A company chosen by Massachusetts to provide health coverage for immigrants has few doctors who accept new patients, researchers said Wednesday, saying this could indicate what may happen under health care reforms enacted by President Barack Obama.
/ Source: Reuters

A company chosen by Massachusetts to provide health coverage for immigrants has few doctors who accept new patients, researchers said Wednesday, saying this could indicate what may happen under health care reforms enacted by President Barack Obama.

They also found the company did little to translate for the 30,000 immigrants, many of whom have limited English.

A survey showed very few doctors willing to take on new patients under the CeltiCare Health Plan, three doctors wrote in a letter to The New England Journal of Medicine.

The chief medical officer for CeltiCare, a subsidiary of St. Louis-based Centene Corporation, rejected the findings, calling them "both false and unfounded."

Dr. Ruth Hertzman-Miller of Harvard and her two colleagues who describe their survey in a letter, work at Cambridge Health Alliance, which she described as a "safety net" hospital. It was excluded from the CeltiCare network.

They are also members of Physicians for a National Health Program, an organization of 17,000 doctors who support single-payer national health insurance.

Massachusetts was a model for parts of the federal heathcare reform passed by Congress and signed into law by Obama in March.
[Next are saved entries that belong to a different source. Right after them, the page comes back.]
PR #202, opened 2021-09-22
add support for microk8s as a valid k8s endpoint

k-rister:
- make the check for KUBECONFIG optional

- make master nodes optional


rafaelfolco (approved):
I can't spot any clear problems. What come to mind is: where is "microk8s" definition for endpoints ? how we diff k8s and microk8s ?

rafaelfolco (approved):

PR #203, opened 2021-09-23
Add 'volumes' and 'volumeMounts' to k8s to support FlexRAN

HughNhan:
Add 'volumes' and 'volumesMounts' processing to support FlexRAN.
Prior to this and for DPDK workloads, there was an implicit volumesMount created when there was a 'hugepage' param in the CLI. This behavior is preserved, but these workloads can use the new explicit volumes and volumeMounts also.


endpoints/k8s/k8s
```diff
@@ -624,12 +644,19 @@ function build_pod_spec() {
...
-    if [ "$type" == "cs" -a "$hugepage" == "1" ]; then
-        echo '       ,"volumeMounts": [' >>$json
-        echo '          { "mountPath": "/dev/hugepages",' >>$json
-        echo '            "name": "hugepage"' >>$json
-        echo '          }' >>$json
-        echo "        ]" >>$json
+    # If user provided volumeMounts.json, use it. It not, and "hugepage", do implicitly
+    if [ "$type" == "cs" ]; then
+        set +u
+        if [ ! -z "${volumeMounts[$name]}" ]; then
```
k-rister, line 650: `! -z` should be replaced with `-n`

endpoints/k8s/k8s
```diff
@@ -661,15 +689,23 @@ function build_pod_spec() {
...
-        echo '          { "name": "hugepage",' >>$json
-        echo '            "emptyDir": {' >>$json
-        echo '              "medium": "HugePages"' >>$json
-        echo '            }' >>$json
-        echo '          }' >>$json
-        echo '        ]' >>$json
+    # If user provided volumes.json, use it. It not, and "hugepage", do implicitly
+    if [ "$type" == "cs" ]; then
+        set +u
+        if [ ! -z "${volumes[$name]}" ]; then
```
k-rister, line 695: again, `! -z` should be replaced with `-n`

k-rister (commented):
Also, lets change the first line of this commit to not be specific to flexran...its really about adding features to the k8s endpoint.  The second line seems more appropriate as a title.

endpoints/k8s/k8s
HughNhan: They are equivalent, but keeping it as-is will preserve the coding usage/style in this function. All of the other similar code blocks in this function use "! -z" construct and not "-n".

endpoints/k8s/k8s
HughNhan: Ditto aboout preserving same style (using " ! -z") in this function

k-rister (commented):
I'm fine with the `! -z` stuff since its consistent with what is already there.  I'm trying to drive what I perceive to be a better coding style going forward however...

I do want to rework the commit message to not mention flexran though -- "Initial flexran commit" doesn't mean much in the context of rickshaw.

HughNhan:
> I'm fine with the `! -z` stuff since its consistent with what is already there. I'm trying to drive what I perceive to be a better coding style going forward however...
> 
> I do want to rework the commit message to not mention flexran though -- "Initial flexran commit" doesn't mean much in the context of rickshaw.

I fixed it per your review comment.

k-rister (approved):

The reform is partly aimed at extending health insurance to 32 million Americans who lack it.

The three doctors said in a statement released through the organization that Obama's plan relies even more on such for-profit insurers than the Massachusetts program.

CeltiCare contracted with the state to care for its 30,000 legal immigrants for $1,300 per person, one-third of the state's previous cost.
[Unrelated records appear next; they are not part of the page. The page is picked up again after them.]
PR #206, opened 2021-09-27
add support for --tls-verify=true|false for container push/inspect in…

k-rister:
… rickshaw-run

### DIFF
--- a/rickshaw-run
+++ b/rickshaw-run
@@ -503,6 +503,10 @@ sub build_container_image {
                 }
             }
         }
+        if (! exists $run{'reg-tls-verify'}) {
+            $run{'reg-tls-verify'} = "true";
+        }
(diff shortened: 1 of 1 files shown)


rickshaw-run
```diff
@@ -503,6 +503,10 @@ sub build_container_image {
                 }
             }
         }
+        if (! exists $run{'reg-tls-verify'}) {
+            $run{'reg-tls-verify'} = "true";
```
rafaelfolco, line 507: enable by default?

rafaelfolco (approved):
lgtm

rickshaw-run
k-rister: yes...it is actually the default behavior if you don't specify anything.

Massachusetts was a model for parts of the federal heathcare reform passed by Congress and signed by President Barack Obama in March. The reform is partly aimed at extending health insurance to 32 million Americans who lack it.
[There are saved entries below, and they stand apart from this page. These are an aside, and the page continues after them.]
PR #209, opened 2021-10-01
handle the case where an invalid reg-tls-verify value is encountered

k-rister:
- this can happen if the Crucible config file has not been updated to
  include a value for $CRUCIBLE_CLIENT_SERVER_TLS_VERIFY.  In that
  scenario the code assumes that a value should be present so it uses
  it, which results in a blank/empty value being passed through.

- a more formal fix is required to update the Crucible config with new
  properties but in the meantime we should properly handle what
  happens if the value is not defined (or corrupted by the user,
  etc.).


rafaelfolco (approved):
looks a clean workaround

PR #214, opened 2021-10-14
userenvs: ensure we have libcap, libzstd

atheurer:
-both rhubi's now have centos repos
-tested with tool-kernel


userenvs/opensuse.json
```diff
@@ -0,0 +1,113 @@
+{
```
k-rister, line 1: You weren't supposed to commit this one...

atheurer: I thought I also did a 'remove' for the commit to netgate this out, but maybe not.

k-rister (dismissed):

PR #225, opened 2021-12-01
rickshaw-run: ensure tool args are not bungled

atheurer:
-Also consolidate code to generate cmd
-Use ash array to store args to cmd


k-rister (approved):
whoa

PR #226, opened 2021-12-02
k8s: set default user as kni

atheurer:


k-rister:
@atheurer Do we still need this?

k-rister:
Closing due to inactivity.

To test the availability of CeltiCare doctors, Hertzman-Miller and her colleagues called 217 primary care doctors listed on CeltiCare's website in their area, posing as a relative of a chronically ill person who needed to see a physician soon.

Of the 163 they could reach, only 60, or 28 percent, were accepting new CeltiCare patients. The average wait time for an appointment was 33 days. And 38 of them offered translation services.

Dr. Robert LoNigro, CeltiCare's medical director, said in an e-mailed statement that the research "was designed to fit the conclusion that they seek to draw" and said surveys showed CeltiCare members were satisfied.